BEGIN Exercise data

PR #3616, opened 2024-06-06
update SDK to track2 in ensureGatewayCreate

bitoku:
### Which issue this PR addresses:

Fixes a part of https://issues.redhat.com/browse/ARO-4665 and https://issues.redhat.com/browse/ARO-7316

This is blocked until https://github.com/Azure/ARO-RP/pull/3638 is released.

### What this PR does / why we need it:

This PR makes `ensureGateway` action use track2 SDK.

### Test plan for issue:

unittest for ensureGateway.
e2e

### Is there any documentation that needs to be updated for this PR?

tech debt cleanup N/A

### How do you know this will function as expected in production? 

cluster installation test

PR #3618, opened 2024-06-06
update SDK to track2 in ensureServiceEndpoints

bitoku:

Fixes a part of https://issues.redhat.com/browse/ARO-4665 and https://issues.redhat.com/browse/ARO-7316

This is blocked by https://github.com/Azure/ARO-RP/pull/3616

This PR makes `ensureServiceEndpoints` action use track2 SDK.

It also contains the change of subnet manager, and I'm going to remove the subnet manager completely in the future.
I want to remove the subnet manager because some methods (`CreateOrUpdateFromIds`, `CreateOrUpdateSubnets`, and `GetHighestFreeIP`) are used only once, and I think it adds unnecessary complexity.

END Exercise data

» Task requirements: Take every line from the records above that has the word "manager" and copy it.

» Output of the task:
It also contains the change of subnet manager, and I'm going to remove the subnet manager completely in the future.
I want to remove the subnet manager because some methods (`CreateOrUpdateFromIds`, `CreateOrUpdateSubnets`, and `GetHighestFreeIP`) are used only once, and I think it adds unnecessary complexity.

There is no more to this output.